What is required >> Write the records out once more, exactly as they appear below.

Task inputs >>
PR #2139, opened 2018-01-03
Test fixes - fix intermittent tests, all testing done without hoe

MSP-Greg:
# Description:
I recently closed [PR 2135](https://github.com/rubygems/rubygems/pull/2135) for test updates, since I knew I was missing something.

Answer >>
PR #2139, opened 2018-01-03
Test fixes - fix intermittent tests, all testing done without hoe

MSP-Greg:
# Description:
I recently closed [PR 2135](https://github.com/rubygems/rubygems/pull/2135) for test updates, since I knew I was missing something.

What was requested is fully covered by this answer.